Puiser sa force dans les personnes qui l'entourent 

« La plupart des personnes transgenres doivent faire preuve de caractère, car lorsque la société t’exclut, que la famille te rejette, tu dois être être encore plus fort·e pour continuer à vivre. »
« Peut-être est-ce en raison de mon anxiété et de ma dépression que j'ai besoin de quelqu'un qui me serre très fort dans ses bras, presque chaque jour, et me dise : "Ne t'inquiète pas, tout ira bien". Tout ne va pas bien, mais je me sens bien quand les assistant·e·s social·e·s qui me connaissent me serrent fort dans leurs bras, me touchent le bras et me disent : "Ne t'inquiète pas". » 

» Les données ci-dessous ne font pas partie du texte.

PR #667, opened 2022-06-10
Make sure that cachito saves UTC time to DB records

sumincho22:
CLOUDBLD-7633

**Problem**
Currently, Cachito depends on pods with UTC timezone. If there is a situation in which some pods are set in non-UTC timezones, this will produce inconsistency in the DB. Time-sensitive endpoints such as `created` and `updated` values should be based on one timezone, UTC, as the DB schema is "timestamp without timezone".

Right now, we are using the function `sqlalchemy.func.now()` to set the current DateTime for the `created` and `updated` values in a Cachito request. The problem with this function is that the timezone is based on the DB pod's timezone (which may or may not be UTC).

**Solution**
We can utilize our DB compilers, PostgreSQL and SQLite (for testing environments), to always generate the current UTC timestamp regardless of the pods' timezones.

By following this [implementation](https://docs.sqlalchemy.org/en/14/core/compiler.html#utc-timestamp-function) from the SQLAlchemy documentation, we can make a class for `utcnow` which will use compiler functions in the PostgreSQL and SQLite databases. This way, no matter which database we are using, we can generate the current UTC timestamps from the databases and properly set the `created` and `updated` endpoints for all requests.

**Doubts I have currently:**

- Where should I place the `utcnow` and its compile functions? Should I put this at the end of the file? Should I make a new file for this?
- Is the unit test reliable? Is there a better, simpler way to go about testing this?

### DIFF
--- a/tests/integration/test_valid_data_in_request.py
+++ b/tests/integration/test_valid_data_in_request.py
@@ -1,5 +1,6 @@
 # SPDX-License-Identifier: GPL-3.0-or-later
 
+import datetime
 import os
 
 import pytest
@@ -97,3 +98,27 @@ def test_various_packages(test_env):
         utils.assert_properly_completed_response(completed_response)
 
         assert len(completed_response.data["dependencies"]) == package["dependencies_count"]
+
+
+def test_utc_datetime(test_env):
+    """
+    A basic integration test to check that a request's "created" timestamp is in UTC.
+
+    Process:
+    * Send new request to the Cachito API
+    * Compare the current UTC datetime with the request's "created" datetime
+
+    Checks:
+    * Verify that the "created" datetime is within 10-second difference of the current UTC datetime
+    """
+    env_data = utils.load_test_data("pip_packages.yaml")["local_path"]
+    client = utils.Client(test_env["api_url"], test_env["api_auth_type"], test_env.get("timeout"))
+    current_utc_datetime = datetime.datetime.utcnow()
+    initial_response = client.create_new_request(
+        payload={"repo": env_data["repo"], "ref": env_data["ref"]}
+    )
+    completed_response = client.wait_for_complete_request(initial_response)
+    request_created_datetime = datetime.datetime.fromisoformat(completed_response.data["created"])
+    diff_in_secs = (current_utc_datetime - request_created_datetime).total_seconds()
+
+    assert abs(diff_in_secs) <= 10
--- a/cachito/web/models.py
+++ b/cachito/web/models.py
@@ -9,9 +9,11 @@ from enum import Enum
 from typing import Any, Dict, List
 
 import flask
-import sqlalchemy.sql
 from flask_login import UserMixin, current_user
 from sqlalchemy import TIMESTAMP, func
+from sqlalchemy.ext.compiler import compiles
+from sqlalchemy.sql import expression
+from sqlalchemy.types import DateTime
 from werkzeug.exceptions import Forbidden
 
 from cachito.common.packages_data import PackagesData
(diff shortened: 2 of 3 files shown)


taylormadore:
I think models.py is a reasonable home for those new functions

lkolacek:
I don't have on mind any better unit test but we might want to add integration test for this specific scenario. My understanding is that our test env uses postgres and the rest ones (probably) use sqlite but we should always receive same timestamp. What do you think @sumincho22 @taylormadore

sumincho22:
I believe our test environment uses SQLite and the actual service runs on PostgreSQL. So, yes, it does make sense for me to also test the PostgreSQL compile function.

I can do a similar thing that I did with the unit test with an integration test. It will be pretty straightforward, validating the "created" timestamp.

tests/integration/test_valid_data_in_request.py
```diff
@@ -97,3 +99,15 @@ def test_various_packages(test_env):
...
+
+def test_utc_datetime(test_env):
+    env_data = utils.load_test_data("pip_packages.yaml")["local_path"]
+    client = utils.Client(test_env["api_url"], test_env["api_auth_type"], test_env.get("timeout"))
+    expected = datetime.datetime.now(timezone.utc).isoformat()[:16]
+    initial_response = client.create_new_request(
+        payload={"repo": env_data["repo"], "ref": env_data["ref"]}
+    )
+    completed_response = client.wait_for_complete_request(initial_response)
+    actual = completed_response.data["created"][:16]
```
taylormadore, line 112: Isn't it fun to test things involving time :grin: 
I wonder if we might see test failures when time is truncated to the minute and the expected/actual fall on opposite sides of it. @lkolacek what do you think?

lkolacek: We can always add some threshold :) if there's more than 10s difference it fails

sumincho22: Yeah I agree, this was something I was worried about. I will apply the threshold on both the integration and unit tests.

tests/integration/test_valid_data_in_request.py
```diff
@@ -97,3 +98,17 @@ def test_various_packages(test_env):
         utils.assert_properly_completed_response(completed_response)
 
         assert len(completed_response.data["dependencies"]) == package["dependencies_count"]
+
+
+def test_utc_datetime(test_env):
+    env_data = utils.load_test_data("pip_packages.yaml")["local_path"]
+    client = utils.Client(test_env["api_url"], test_env["api_auth_type"], test_env.get("timeout"))
+    expected = datetime.datetime.utcnow()
```
taylormadore, line 106: Minor point, but we might want to change the names of the actual/expected variables to something more meaningful. Consider something like utc_time and request_created_time. What do you think?

tests/integration/test_valid_data_in_request.py
```diff
@@ -97,3 +98,17 @@ def test_various_packages(test_env):
         utils.assert_properly_completed_response(completed_response)
 
         assert len(completed_response.data["dependencies"]) == package["dependencies_count"]
+
+
+def test_utc_datetime(test_env):
```
taylormadore, line 103: We might want to add some comments here describing what we're testing and a note about the 10 second "buffer" that we've added.

tests/integration/test_valid_data_in_request.py
sumincho22: Got it. Added the changes.

tests/integration/test_valid_data_in_request.py
sumincho22: Yep, I agree. I added documentation.

sumincho22:
@lkolacek Please let me know if there are more fixes I should do. Otherwise, this should be ready for approval. @taylormadore

taylormadore (approved):

lkolacek (approved):
Looks great

PR #669, opened 2022-06-14
Enable krb tracing

mike-kingsbury:

### DIFF
--- a/docker/Dockerfile-workers
+++ b/docker/Dockerfile-workers
@@ -39,6 +39,7 @@ ENV GIT_COMMITTER_NAME=cachito \
     GIT_COMMITTER_EMAIL=cachito@localhost \
     GIT_AUTHOR_NAME=cachito \
     GIT_AUTHOR_EMAIL=cachito@localhost
+    KRB5_TRACE=/tmp/krb5.log
 
 EXPOSE 8080
 CMD ["celery", "-A", "cachito.workers.tasks", "worker", "--loglevel=info"]


rcerven (approved):

docker/Dockerfile-workers
```diff
@@ -39,6 +39,7 @@ ENV GIT_COMMITTER_NAME=cachito \
     GIT_COMMITTER_EMAIL=cachito@localhost \
     GIT_AUTHOR_NAME=cachito \
     GIT_AUTHOR_EMAIL=cachito@localhost
```
rcerven, line 41: missing \

rcerven (changes requested):
missing \

MartinBasti (changes requested):
This shouldn't be merged into master, build it as a separate image for your debugging.

chmeliik (commented):
Python logging might also be useful, `requests_kerberos` and `spnego` in particular seem to produce nice logs. I tested with this script:
```python
#!/usr/bin/env python3
import logging

import requests
import requests_kerberos

logging.basicConfig(level=logging.INFO)

logging.getLogger("gssapi").setLevel(logging.DEBUG)
logging.getLogger("requests_kerberos").setLevel(logging.DEBUG)
logging.getLogger("spnego").setLevel(logging.DEBUG)

auth = requests_kerberos.HTTPKerberosAuth()
resp = requests.post("https://cachito.stage.engineering.redhat.com/api/v1/requests", auth=auth)
print(resp.status_code, resp.text)
assert resp.status_code == 400, f"Expected 400 Bad Request, got {resp.status_code}"
```
The most interesting part was probably this
```
DEBUG:spnego._gss:GSSAPI step input: YIGZBgkqhkiG9xIBAgICAG+BiTCBhqADAgEFoQMCAQ+iejB4oAMCARKicQRveAQ0/MsszA3H8P6dhqeQiSmcmaFh57JY8up8a+kBp64iAvNdXn2pt2V58JA5d1gwF5CLhAubBllyGNDrQDdm3CbPJxSXYZHCidchRpzaV0IPk7tgVARh2dSm6m4rj+UdOUFVT9bSUEoavSE6+3sI
```
The token can be parsed with `python3 -m spnego --token <token>` to human readable output, and may contain details about the Kerberos error. For example, I saw `KRB_AP_ERR_NOT_US` there yesterday (but `curl --verbose` produces even more readable output, it said "The ticket is not for us.")

chmeliik:
I guess the logging could be configured in [setup_task_logging](https://github.com/containerbuildsystem/cachito/blob/c69f9cf37a1dfbeec146e952bbcf7af4ba8384a2/cachito/workers/celery_logging.py#L99), the thing is I'm not sure why Cachito isn't _already_ logging at DEBUG for all imported modules (the code kinda looks like it would do that)

PR #672, opened 2022-06-27
Add containerbuildsystem/gemlock-parser as dependency

tichavskym:
Replaces repository that isn't maintained by containerbuildsystem.

### DIFF
--- a/setup.py
+++ b/setup.py
@@ -10,6 +10,7 @@ setup(
     install_requires=[
         "backoff",
         "celery>=5",
+        "gemlock_parser",
         "gitpython",
         "kombu>=5",  # A celery dependency but it's directly imported
         "packaging",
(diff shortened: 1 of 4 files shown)


setup.py
```diff
@@ -10,6 +10,8 @@
     install_requires=[
         "backoff",
         "celery>=5",
+        "gemlock_parser @ https://github.com/containerbuildsystem/gemlock-parser/archive"
+        "/a2f0f4020e07b1e87813a3254eb3e40047d8e981.zip",
```
chmeliik, line 14: This can just be `gemlock_parser`. That's the difference between setup.py and requirements.txt: setup.py defines the dependencies you need (and their version ranges, optionally), requirements.txt defines the exact versions and how to get them.

tichavskym: Oh, thanks

lkolacek (approved):
Awesome, thanks! +1

PR #675, opened 2022-07-07
Configure Rubygems repositories for final usage

tichavskym:
SPMM-9899

This is basically a copy-paste of [this](https://github.com/containerbuildsystem/cachito/pull/237), but I just couldn't think of any good way to refactor it. Also note that I changed names of blob store and repositories from `ruby` to `rubygems` to match the naming conventions of the rest of the code, so you'll probably have to rebuild your environment to make it work.


chmeliik (approved):
LGTM :+1:

By my understanding, the design has changed so that the raw repositories may no longer be required, but IMO it's fine to merge this as-is and do those changes later.

ejegrova (approved):
LGTM

PR #922, opened 2017-10-13
black theme remote disabled channels hover fix

jonjamcam:
In Black theme, the hover for disabled channels only was applied to local channels, not remoteones. This PR fixxes the issue.


elieserdejesus:
Thanks @jonjamcam !

PR #949, opened 2017-10-22
:gem: Adding a new 'Navy' theme

elieserdejesus:
image

***
image


elieserdejesus:
@jonjamcam , @Hitrate , I created a new theme "Navy'. Please take a look. I think is good enough to release in the next version. I see some little problems (like the stereo inversion button) but in general it's good enough.  

Some icons (like the stereo inversion button) need some work to appear correctly in all themes.

PR #967, opened 2017-12-05
Fix compilation error with Qt5.6.2 (missing include file) 

fab672000:
Not sure why it also shows my merges of your main branch, but the fix proposal is only the last commit.


elieserdejesus:
Thanks @fab672000 !!!

fab672000:
np, you did a great job recntly too (my merge since few months ago was large!) 
I have more to come  that should fix the midi inputs not recognized on latest jamtab2 build but I need to discuss a bit about some simple design choices we could opt for. 
What's the best place to discuss design here, should I create a 'feature' issue or maybe we chat on fb ?

elieserdejesus:
> What's the best place to discuss design here, should I create a 'feature' issue or maybe we chat on fb ?

Please create an issue, it's better to keep the discussion public and available to others.

Issue #968, opened 2017-12-05
Small design change proposal: greatly simplify RtMidi lib (multiple!) linkage options


fab672000:
Context: 
RtMidi needs special care on each platform to build properly. Besides, each platform introduces more variations like arch and on osx the minimum target sdk that needs to be considered when generating static libs.

Problem: 
It becomes hard to maintain and bugs that are easy to fix just by changing the build options (not changing the lib source code hopefully!) can't be deployed rapidly.

Proposed Solution:
Incorporate *small only* libs source code like RtMidi directly in the app project (we should need to add only one extra .cpp file in the standalone to be able to remove the static lib dependency).
(The JUCE toolkit as an example also solves this problem by generalizing the limiting of the libs dependencies and uses a tool (projucer) that helps incorporates source code directly in your app.)

Thoughts @elieserdejesus and others ?

elieserdejesus:
> Incorporate small only libs source code like RtMidi directly in the app project (we should need to add only one extra .cpp file in the standalone to be able to remove the static lib dependency).

@fab672000 ,  I totally agree, it's a good solution. 

Inside **src** you will see a **Libs** dir. This is the **3rd part** (non static) libs folder.

fab672000:
Thanks @elieserdejesus, I'll propose shortly another pull request applying this change shortly and that will hopefully solve the rtmidi build problems on all platforms, after work hours of course :)

PR #969, opened 2017-12-06
Fix MidiIn in OSX for standalone (and any future use of RtMidi in other projects)

fab672000:
As discussed in issue #968, removed rtmidi static lib dependency.
Took that opportunity to use the latest rtmidi software, now easy to update (only 2 files).
Tested working great on OSX, but should work fine on all platforms.


elieserdejesus:
thanks @fab672000 , working fine!

fab672000:
NP, thanks for the testing feedback @elieserdejesus!

PR #1025, opened 2018-03-07
Lupdate for all transaltions

jonjamcam:
update needed for text on https://github.com/elieserdejesus/JamTaba/commit/4dc1ac422a4cb19683ae725a9da4edd6185faa50 to be translated.

updated qm files too (except for pending transaltions fr_FR and da_DK).


elieserdejesus:
thanks @jonjamcam !

PR #1035, opened 2018-03-12
Showing camera icon/video when local channels are collapsed

jonjamcam:
Proposing this change because when you use the local channels collapsed, there's no way to turn the camera on/off (nor know if video is being transmitted) unless you expand them.

image

### DIFF
--- a/src/Common/gui/MainWindow.cpp
+++ b/src/Common/gui/MainWindow.cpp
@@ -641,12 +641,13 @@ void MainWindow::showPeakMetersOnlyInLocalControls(bool showPeakMetersOnly)
 
     if (cameraView) {
         cameraCombo->setVisible(cameraView->isVisible() && cameraCombo->count() > 1);
-    }
-    if (!showPeakMetersOnly) {
+        
+        if (!showPeakMetersOnly) {
             cameraView->setMaximumHeight(90);
-    }
-    else {
+        }
+        else {
         cameraView->setMaximumHeight(32);
+        }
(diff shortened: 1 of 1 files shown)


elieserdejesus:
nice @jonjamcam !

I have one issue to discuss: **how the small cam preview will behave when using just one channel?** 

In your picture you have **2 channels**, and the **width is enough to show the cam** preview. But I'm worried using just one channel the width is not enough to show the cam preview.

jonjamcam:
> I'm worried using just one channel the width is not enough to show the cam preview.

No worries @elieserdejesus . The size is very small, but it serves the purpose to have feedback from the camera

image

elieserdejesus:
perfect @jonjamcam !

One last issue:

in the line **642** you will see
```
if (cameraView) {
   ...
}
```

This code is checking if the **cameraView widget** was created in jamtaba initialization. **You must move your code inside this block**.  

In your code you are using **cameraView->setMaximumHeight(...)**. If the cameraView is not created (because user has no camera) jamtaba will crash, the code will try access an invalid (not created) cameraView widget.

jonjamcam:
> You must move your code inside this block.

It's done in https://github.com/elieserdejesus/JamTaba/pull/1035/commits/a930263821b21a7d3f6ad64868e5970e6cc899e3 @elieserdejesus and tested.

elieserdejesus:
thanks @jonjamcam , merging the PR!

Issue #863, opened 2017-05-01
Levels positions


Hitrate:
![b41941fe-2dd1-11e7-9c4e-b73d1004994c](https://cloud.githubusercontent.com/assets/26333462/25569817/d30f6cc2-2e1d-11e7-984b-4f16deeebfbb.png)

elieserdejesus:
Hi @Hitrate . I'm not shure if I uderstand the idea in your picture. The current local controls layout is
![image](https://user-images.githubusercontent.com/1012741/31318543-cb53b5e8-ac2a-11e7-97b9-2946a2ef1131.png)

Just confirming: in your picture are you proposing a new local controls layout?

Hitrate:
Yes. The cam icons are way too small imo...Ideally make it auto fit, cause I spend way too much time adjusting the size of jamtaba height and width..it doesn’t remember the previous settings at all, and thus I have to size jamtaba every time it crashes or I remove and reinsert on the fx channnel..so if the local channels are redone so that it takes care of the width problem, ie. currently it’s set for 4:3 1989-2007 webcams, and the cams and channels could be wider when less people are in the channel...and perhaps shrink individual depending on who’s cammed up, thus meed the extra width and who’s not.

I lots of other things to say but let’s leave that for specific topics.

Beat Regards 

Torben Scharling

elieserdejesus:
Slider and dB meters improved in #1044

PR #1044, opened 2018-03-14
New slider meter

elieserdejesus:
This PR is related with #863

- Now the audio meters and sliders are **one widget**. This is more clean (less widgets in the UI). The idea was "stolen" from GarageBand: 
image

- JamTaba new audio meters/sliders:
image

- The old version was using 2 small speaker icons in each audio slider. All these speakers are removed too (clean UI) since the dB marks in sliders are enough to indentify **high** and **low** levels.

***
**Pending tasks**
 - [x] Fix the dB peak colors in Ice theme
 - [x] Fix sliders and meters in Looper window


jonjamcam:
looks good! Tested here succesfully. Found only one detail: game theme slider handle a little wide::

image

elieserdejesus:
> looks good! Tested here succesfully. Found only one detail: game theme slider handle a little wide:

thanks for the feedback @jonjamcam , it's fixed in the last commit.

PR #1057, opened 2018-03-20
troll face completely transparent

jonjamcam:
Troll face was not transparent on the inside. This PR fixes that:

image


elieserdejesus:
Thanks!

PR #1079, opened 2018-04-01
Merge branch 'develop'

fab672000:
- Ensure that standalone window state gets saved restored when maximized as well
- Fix Main Window standalone restore position and size would fail with multiple monitors on OSX and also introduce save restore state high level QT API use.
  Now saving the state allows to persist the toolbars layout as well (i.e. tab bar).
  This new code also does not make low level assumptions on the display and only affects the standalone window to facilitate regression testing.
  Some of this code could be reused in future for the plugin common gui code as well.
- Don't attempt to close a PluginFinder process that has crashed and already exited to avoid hanging and preventing main app to exit.
- Minor line formatting fix in MainControllerStandalone

### DIFF
--- a/src/Standalone/MainControllerStandalone.cpp
+++ b/src/Standalone/MainControllerStandalone.cpp
@@ -446,7 +446,8 @@ void MainControllerStandalone::start()
 
     auPluginFinder.reset(new audio::AudioUnitPluginFinder());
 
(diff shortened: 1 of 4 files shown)


fab672000:
my Qsettings code does not run on windows ... will resubmit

« C'est la chose la plus importante dans la vie, parce que nous avons besoin d'amour. Nous avons besoin de personnes qui comprennent ce qui se passe dans notre tête, et ce dont nous avons besoin. »

Préparer l'avenir 

« Comme toute femme, j'ai beaucoup de rêves que je compte réaliser un jour. »

« Je pense que j'ai l'esprit plus clair depuis que celles et ceux qui m'entourent m'ont initiée aux enjeux du sexe et informée sur les communautés transsexuelles et LGBTQI+. Je me sens plus en sécurité maintenant. Je sens que j'appartiens à une communauté pour la première fois de ma vie, partageant les mêmes orientations sexuelles. » 

« Beaucoup de trans originaires de Cuba souhaitent gagner l’Espagne car on y parle l'espagnol. Moi, j'ai décidé de rester en Grèce. J'ai trouvé beaucoup de gens grecs qui ont été très gentils avec moi et me sens plus en sécurité en Grèce qu'à Cuba. »

« J'ai fait beaucoup d'études dans ma vie. Je suis une personne qui aime la communication, la vie sociale, me faire des amis, aider les gens. Je veux sortir. Je veux me sentir libre. Et je voudrais avoir un petit ami grec, bien sûr ! »

Ed: *Yuli est un nom d’emprunt. Elle a été interviewée en anglais et ses propos ont été édités pour plus de clarté.